An interesting question is whether this type of endurance game can inspire non-athletes to take-up endurance sports, and expand the overall market. Given the inherent pain involved with endurance sports, it would have to be one hell of a game!

Is it just a game…or can it be reality?

There are an established set of techniques that drive user satisfaction and business performance:

  1. Create a simple but bespoke scoring system that hooks users and encourages repeat use.
  2. Develop a community that can compete, compare results and create ongoing ‘community buzz’.
  3. Leverage the latest technologies to create virtual or augmented realities to enhance the enjoyment of users and open up additional marketing opportunities.

Companies should, however, be aware that there are some clear tensions between gamification and real-world training. Endurance training fundamentally requires continuous concentration on a few key metrics.
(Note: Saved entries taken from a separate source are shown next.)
PR #3449, opened 2025-08-28
Pr 3447+rmsnorm for pr

skykongkong8:
#3447 + rms normalization for 2 different ways:

- get FP32 input, compute with FP32, return FP32
- get FP32 input, compute with FP16, return FP32


skykongkong8:
Tizen build fail is nothing once #3429 is merged. But we should check for License issues.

Therefore, too many game elements can simply be distracting and counterproductive. Part of endurance training is also to train the mind to remain focused in non-stimulating environments. Endurance sport is not obviously fun like a computer game. Going through tough training, where you feel like giving up, is part of what is needed to make one successful. Technology also has a long way to go before it can truly compete with outdoor experiences…if it ever could.


Posted by The Editors

The Editors of The Endurance Times: Hasan Iqbal and Kamil Klamann


  1. Very well crafted article.


  2. Nice thoughts on gamification. Do you think it makes sense for companies to ‘make-up’ their own scores vs use standard measures like watts


    1. Thanks for the thought Alex. Some might say it is a little nefarious of companies to do this. For absolute measures it seems unnecessary, but for measures that take a set of different inputs like heart rate, distance, speed to create a composite it is needed. A catchy name definitely helps as well!